PR #373, opened 2025-07-06
Add Bio-Tech Meta-Traits

maw3193:
While looking into adding the Bio-Tech racial templates, I found some more traits from Bio-Tech that I hadn't added.

In this Pull Request, I went through Bio-Tech's Gengineered Traits and added the meta-traits and features I found that didn't seem to have an equivalent in Basic Set.

This includes building a few abilities based off innate attacks and afflictions, where I've tried to use the existing traits and modifiers to make most of them syncable with the source library.

Most of the changes are:
* Change modifiers to take substitutions and set its % value by setting its level.
* Add missing modifiers.

### DIFF
--- a/Library/Basic Set/Basic Set Enhancement Modifiers.adm
+++ b/Library/Basic Set/Basic Set Enhancement Modifiers.adm
@@ -273,9 +273,16 @@
 		},
 		{
 			"id": "mcXN1MCeZnZB4Jz2e",
-			"name": "Follow-Up",
+			"name": "Follow-Up (@Carrier Attack@)",
 			"reference": "B105,P102",
-			"local_notes": "Cost is variable and must be entered manually"
+			"local_notes": "1 point per level",
+			"cost": 1,
+			"levels": 1
+		},
+		{
+			"id": "m1nJdcOiKLxg7pXwe",
+			"name": "Follow-Up (@Carrier Attack@)",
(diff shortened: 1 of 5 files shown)


maw3193:
I'm slightly concerned about one of my changes - I changed Follow-Up from being worth +0% and having a note to manually edit the point value, to being worth 1%, intended to be used as 1% per level,  but if you set the level to 0 it's still worth 1%, and 9.01 points will get rounded to 10 points.

maw3193:
> I'm slightly concerned about one of my changes - I changed Follow-Up from being worth +0% and having a note to manually edit the point value, to being worth 1%, intended to be used as 1% per level, but if you set the level to 0 it's still worth 1%, and 9.01 points will get rounded to 10 points.

I resolved this by adding a variant of Follow-Up worth +0% that doesn't have levels.
None of the other modifiers I made into levelled ones would be used as +0% as far as I can tell.

Also, this has been updated to use the new data format.

maw3193:
The most recent change adds the Taboo Traits features from bio-tech to the trait library.

maw3193:
The most recent change adds the No Appendix feature to Bio-Tech traits, adds Increased Size Modifier and Decreased Size modifier to Basic Set Traits, and alters the Payload trait to calculate the payload's capacity based on the trait's level and the character sheet's Basic Lift.

PR #374, opened 2025-07-15
Characters from Discworld GURPS game

Verny56:
Here are some characters from the book to add to the existing library for Discworld.


richardwilkes:
I'm unclear why the traits were broken into three separate files, unlike everywhere else in the Master Library.

Library/Discworld Roleplaying Game/Characters/Adora Belle Dearheart.gcs
```diff
@@ -0,0 +1,2600 @@
...
+		"age": "25",
+		"birthday": "January 29",
+		"eyes": "Brown",
+		"hair": "Black",
+		"skin": "Pale",
+		"handedness": "Right",
+		"gender": "Feale",
+		"height": "5'7\"",
+		"weight": "130 lb",
+		"player_name": "LAPTOP-THEGOA5C\\Wayne",
```
rinickolous: This player name should be removed from all character files.

rinickolous (changes requested):
these files use an old format which does not include some modern GCS features. There are also some other issues which I pointed out in comments from an initial look. As Richard mentioned, the Traits should also not be split into 3 separate files, but should be one file. Please update this branch, we can't merge it in its current state.

rinickolous:
Closing this as inactive.

PR #379, opened 2025-07-27
Bio-Tech: Add Gengineered Human Racial Templates

maw3193:
This adds all the Gengineered Human Racial Templates from Bio-Tech.

They are implemented as Templates that use Template Choices to choose either the base template or one of the Sub-Races (where they exist).

This is based on the work by anders3865 on the gcs discord, change to support the aforementioned Template Choices, plus the traits are linked to ones in source libraries, and the template's TL, cost and LC are listed.

This uses traits from #373 so if this pull request is merged before that one then gcs will report that the traits differ from their source libraries (or that the source library is missing).


dripton (approved):
I didn't see any issues

PR #6085, opened 2024-03-16
du: adjust one of the GNU error message as ours is better

sylvestre:


cakebaker:
> Congrats! The gnu test tests/du/files0-from is no longer failing!

Nice :)

PR #6086, opened 2024-03-16
shred: some small improvements

sylvestre:
should make tests/shred/shred-remove pass

### DIFF
--- a/src/uu/shred/src/shred.rs
+++ b/src/uu/shred/src/shred.rs
@@ -460,10 +460,11 @@ fn wipe_file(
                 pass_sequence[i * (n_passes - 1) / (n_random - 1)] = PassType::Random;
             }
         }
-    }
-    // --zero specifies whether we want one final pass of 0x00 on our file
-    if zero {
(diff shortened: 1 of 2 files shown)


src/uu/shred/src/shred.rs
```diff
@@ -428,35 +430,37 @@ fn wipe_file(
...
+                                              // Evenly space random passes; ensures one at the beginning and end
+            for i in 0..n_random {
+                pass_sequence[i * (n_passes - 1) / (n_random - 1)] = PassType::Random;
+            }
         }
     }
-
     // --zero specifies whether we want one final pass of 0x00 on our file
     if zero {
         pass_sequence.push(PassType::Pattern(PATTERNS[0]));
```
cakebaker, line 466: I think this condition should also be inside the `if metadata.len() != 0` block.

sylvestre: sorry, i missed your comment. you are correct ; well spotted!

cakebaker:
> Congrats! The gnu test tests/shred/shred-remove is no longer failing!

Great :)

PR #6088, opened 2024-03-16
`dd` fix gnu test `not-rewound.sh`

cre4ture:


sylvestre:
would it be possible to replicate this test on our side? thanks

cre4ture:
@sylvestre test added. ready for review. :-)

src/uucore/src/lib/mods/io.rs
```diff
@@ -0,0 +1,83 @@
+// This file is part of the uutils coreutils package.
```
sylvestre, line 1: could you please document it?
As it will be part of the API like:
https://docs.rs/uucore/0.0.24/uucore/error/index.html

cre4ture: thats cool. 
I added some documentation.
Thanks.

PR #6090, opened 2024-03-16
csplit: adjust the error message to match GNU's

sylvestre:
Should fix tests/csplit/csplit

### DIFF
--- a/tests/by-util/test_csplit.rs
+++ b/tests/by-util/test_csplit.rs
@@ -1359,3 +1359,11 @@ fn precision_format() {
         assert_eq!(at.read("xx 0x001"), generate(10, 51));
     }
 }
+
+#[test]
+fn zero_error() {
+    let (_, mut ucmd) = at_and_ucmd!();
+    ucmd.args(&["in", "0"])
+        .fails()
+        .stderr_contains("0: line number must be greater");
+}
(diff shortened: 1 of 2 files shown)


tests/by-util/test_csplit.rs
```diff
@@ -1359,3 +1359,11 @@ fn precision_format() {
...
     }
 }
+
+#[test]
+fn zero_error() {
+    let (_, mut ucmd) = at_and_ucmd!();
+    ucmd.args(&["in", "0"])
+        .fails()
+        .stderr_contains("0: line number must be greater");
+}
```
cakebaker, line 1369: This test looks incomplete/incorrect because GNU `csplit` fails with a different error:
```
$ csplit in 0
csplit: cannot open 'in' for reading: No such file or directory
```
The file has to exist to get the expected error message:
```
$ touch in
$ csplit in 0
csplit: 0: line number must be greater than zero
```

sylvestre: oh, fun :)
well spotted!

sylvestre: I fixed it too and added a test for this

cakebaker:
> Congrats! The gnu test tests/csplit/csplit is no longer failing!

Cool :)

PR #6091, opened 2024-03-18
csplit: remove `crate_name` attribute

cakebaker:
While reviewing https://github.com/uutils/coreutils/pull/6090 I noticed a `crate_name` attribute I think is unnecessary as no other util uses it. According to https://doc.rust-lang.org/rust-by-example/attribute/crate.html:

> it is important to note that both the `crate_type` and `crate_name` attributes have **no** effect whatsoever when using Cargo, the Rust package manager.


sylvestre:
TIL

PR #6092, opened 2024-03-18
tr: lazily generate the character mapping as necessary

Krysztal112233:
I found a TODO that I think I can help with, I tried to complete this TODO in a very simple way, but I'm not sure if I can achieve the right result.

In my CI, GNU Tests instead has an extra failure, which as I understand should not be a problem, this just initializes the value when needed, could this value be modified? But I didn't find any other modifications.

### DIFF
--- a/src/uu/tr/src/operation.rs
+++ b/src/uu/tr/src/operation.rs
@@ -122,7 +122,6 @@ impl Sequence {
     }
 
     // Hide all the nasty sh*t in here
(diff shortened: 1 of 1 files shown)


Krysztal112233:
> don't worry, you aren't rude at all :) we all started with "simple" changes!

Thank you! I'm happy and honored to contribute code to uutils, really like the project!

cakebaker (approved):

PR #6094, opened 2024-03-19
fmt: Make sure goal is always positive

sargas:
Currently, the `fmt` utility will panic with an integer overflow when given a small enough width:
```shell
$ cargo run -q -- fmt -w3 Cargo.toml
thread 'main' panicked at src/uu/fmt/src/linebreak.rs:242:21:
attempt to subtract with overflow
#%
```
GNU coreutil's fmt doesn't have a problem with this:
```shell
$ fmt -w3 Cargo.toml|head -n 3
#
coreutils
(uutils)
```

This PR adds a test to tests/by-util/test_fmt.rs reproducing this panic. The root cause is this calculation:
```
    let g = (w * DEFAULT_GOAL_TO_WIDTH_RATIO / 100).min(w - 3);
```
This sets the goal `g` to be zero when the width `w` is three, or negative for smaller widths. This also contradicts the behavior in the argument help and in the GNU fmt info page, both of which just say the goal will be 93% of the width.

This PR makes the goal set when only specifying the width be the value expected by the documentation. This avoids the overflow later on in `linebreak.rs`, which comes about from essentially calculating `2*goal - width` as a minimum length to consider breakpoints (this can't be correct if, for example, the goal is 2 and the width is 12, but I'm leaving addressing that issue out of this PR).

A simple `.max(1)` is added to ensure the goal is 1 if the width is 1.

There are a few other things in this PR:
- A few warnings about unneeded parenthesis and the use of an almost deprecated std::i64 module were fixed.
- A debug assertion was added to enforce "width >= goal" to catch that case before a panic in linebreak.rs. This is mainly relevant for the codepaths where the user has specified the width _or_ the goal and we calculate the unspecified one.
-  A few warnings in linebreak.rs were addressed as well, and some isize's that should always be positive (if there's no width/goal bugs) were changed to usizes to catch bugs earlier. In some of these cases the math was being done with usizes and then converted to isize (making it impossible for them to store negative values, they would have panicked during the usize operations).
- test_fmt_width tests the output with a set width, but the expected result differs from what I get on my system running `fmt -10 tests/fixtures/fmt/one-word-per-line.txt`. With this PR, I get the same as the `fmt` command, so I've updated the test.

### DIFF
--- a/src/uu/fmt/src/linebreak.rs
+++ b/src/uu/fmt/src/linebreak.rs
@@ -6,7 +6,7 @@
 // spell-checker:ignore (ToDO) INFTY MULT accum breakwords linebreak linebreaking linebreaks linelen maxlength minlength nchars ostream overlen parasplit plass posn powf punct signum slen sstart tabwidth tlen underlen winfo wlen wordlen
 
 use std::io::{BufWriter, Stdout, Write};
-use std::{cmp, i64, mem};
+use std::{cmp, mem};
 
 use crate::parasplit::{ParaWords, Paragraph, WordInfo};
 use crate::FmtOptions;
@@ -238,8 +238,8 @@ fn find_kp_breakpoints<'a, T: Iterator<Item = &'a WordInfo<'a>>>(
     let mut active_breaks = vec![0];
     let mut next_active_breaks = vec![];
 
-    let stretch = (args.opts.width - args.opts.goal) as isize;
-    let minlength = args.opts.goal - stretch as usize;
+    let stretch = args.opts.width - args.opts.goal;
+    let minlength = args.opts.goal - stretch;
     let mut new_linebreaks = vec![];
     let mut is_sentence_start = false;
     let mut least_demerits = 0;
@@ -300,7 +300,7 @@ fn find_kp_breakpoints<'a, T: Iterator<Item = &'a WordInfo<'a>>>(
                         compute_demerits(
                             args.opts.goal as isize - tlen as isize,
                             stretch,
-                            w.word_nchars as isize,
+                            w.word_nchars,
                             active.prev_rat,
                         )
                     };
@@ -393,7 +393,7 @@ const DR_MULT: f32 = 600.0;
 // DL_MULT is penalty multiplier for short words at end of line
 const DL_MULT: f32 = 300.0;
 
-fn compute_demerits(delta_len: isize, stretch: isize, wlen: isize, prev_rat: f32) -> (i64, f32) {
+fn compute_demerits(delta_len: isize, stretch: usize, wlen: usize, prev_rat: f32) -> (i64, f32) {
     // how much stretch are we using?
     let ratio = if delta_len == 0 {
         0.0f32
@@ -419,7 +419,7 @@ fn compute_demerits(delta_len: isize, stretch: isize, wlen: isize, prev_rat: f32
     };
 
     // we penalize lines that have very different ratios from previous lines
-    let bad_delta_r = (DR_MULT * (((ratio - prev_rat) / 2.0).powi(3)).abs()) as i64;
+    let bad_delta_r = (DR_MULT * ((ratio - prev_rat) / 2.0).powi(3).abs()) as i64;
 
     let demerits = i64::pow(1 + bad_linelen + bad_wordlen + bad_delta_r, 2);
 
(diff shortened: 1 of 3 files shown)


tertsdiepraam:
Looks good, thanks! I wonder why that `- 3` was there in the first place? Maybe it was leftover from an implementation that set the goal to `width - 3` without taking the percentages into account?

tests/by-util/test_fmt.rs
```diff
@@ -33,7 +33,19 @@ fn test_fmt_width() {
...
             .args(&["one-word-per-line.txt", param, "10"])
             .succeeds()
-            .stdout_is("this is\na file\nwith one\nword per\nline\n");
+            .stdout_is("this is a\nfile with\none word\nper line\n");
+    }
+}
+
+#[test]
+fn test_small_width() {
+    for width in ["1", "2", "3"] {
```
cakebaker, line 42: There is one value missing that unfortunately makes the test fail: `0`.

sargas:
> Looks good, thanks! I wonder why that `- 3` was there in the first place? Maybe it was leftover from an implementation that set the goal to `width - 3` without taking the percentages into account?

Did a bit of git archeology: it looks like that was added in [this](https://github.com/uutils/coreutils/commit/8be67f7d4d#diff-a854713230be0054417a2cf944346a38b722a078bdd3e470bff0188a12b50df6L142) commit from 2014  by @kwantam , where it was changed from a `- 4` to a `- 3` :shrug: . The code used constants that weren't consistent with GNU's implementation/documentation, although some of that was fixed in @cakebaker's commit [09db8d8af9](https://github.com/uutils/coreutils/commit/09db8d8af926e8b376653a9398c9bdba833dacec).

tests/by-util/test_fmt.rs
sargas: Interesting. I don't see this on the man or info pages, but I'm guessing GNU `fmt` treats `-w0` as `-w1`?

Running this in the uutils/coreutils repo gave no output:
```
fd -t f -0 | while IFS= read -r -d '' file; do diff <(fmt -0 "$file") <(fmt -1 "$file"); done
```

I'm not sure whether to special case treating a zero width as one width, or treating the goal as zero in that case (both fix this test when run with `"0"`). I'm pushing a PR that changes the calculated goal since that seems like the smaller change, but I'm not sure either are different

src/uu/fmt/src/linebreak.rs
```diff
@@ -238,8 +238,8 @@ fn find_kp_breakpoints<'a, T: Iterator<Item = &'a WordInfo<'a>>>(
     let mut active_breaks = vec![0];
     let mut next_active_breaks = vec![];
 
-    let stretch = (args.opts.width - args.opts.goal) as isize;
-    let minlength = args.opts.goal - stretch as usize;
+    let stretch = args.opts.width - args.opts.goal;
+    let minlength = args.opts.goal - stretch;
```
cakebaker, line 242: This line can overflow, for example with goal=1 and width=75. But I think it's outside the scope of this PR, so I will open a ticket for it.

cakebaker: Oh, I see you already mentioned this issue above.

sargas: Agreed. I wanted to add a test for small "goals" and fixing the calculated widths (e.g., for `-g 2` the width should be 12 according to the documentation) and ran into this bug. I think a saturated subtraction makes sense but wasn't getting the same results as `fmt -g...` and figured I'd leave it for another PR

sargas:
> Thanks for the PR :)

Thanks for the review 🙂

kwantam:
> Did a bit of git archeology: it looks like that was added in [this](https://github.com/uutils/coreutils/commit/8be67f7d4d#diff-a854713230be0054417a2cf944346a38b722a078bdd3e470bff0188a12b50df6L142) commit from 2014 by @kwantam , where it was changed from a `- 4` to a `- 3` 🤷 . The code used constants that weren't consistent with GNU's implementation/documentation, although some of that was fixed in @cakebaker's commit [09db8d8af9](https://github.com/uutils/coreutils/commit/09db8d8af926e8b376653a9398c9bdba833dacec).

Yeah, sorry about the lack of comments. I have little recollection of why, but I do seem to recall experimenting with the constants in an attempt to make the output reasonable over a range of widths...

PR #6095, opened 2024-03-19
cksum: enable encoding feature

cakebaker:
Running `cargo test --features "cksum" --no-default-features` currently leads to the following error:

───

▶ [YOUR TASK] A word-for-word copy of the lines above from the one with "sylvestre: sorry, i" through the one with "cre4ture: thats cool.", inclusive, is the only output wanted.

▶ [SOLUTION TO THIS EXERCISE]
sylvestre: sorry, i missed your comment. you are correct ; well spotted!

cakebaker:
> Congrats! The gnu test tests/shred/shred-remove is no longer failing!

Great :)

PR #6088, opened 2024-03-16
`dd` fix gnu test `not-rewound.sh`

cre4ture:


sylvestre:
would it be possible to replicate this test on our side? thanks

cre4ture:
@sylvestre test added. ready for review. :-)

src/uucore/src/lib/mods/io.rs
```diff
@@ -0,0 +1,83 @@
+// This file is part of the uutils coreutils package.
```
sylvestre, line 1: could you please document it?
As it will be part of the API like:
https://docs.rs/uucore/0.0.24/uucore/error/index.html

cre4ture: thats cool. 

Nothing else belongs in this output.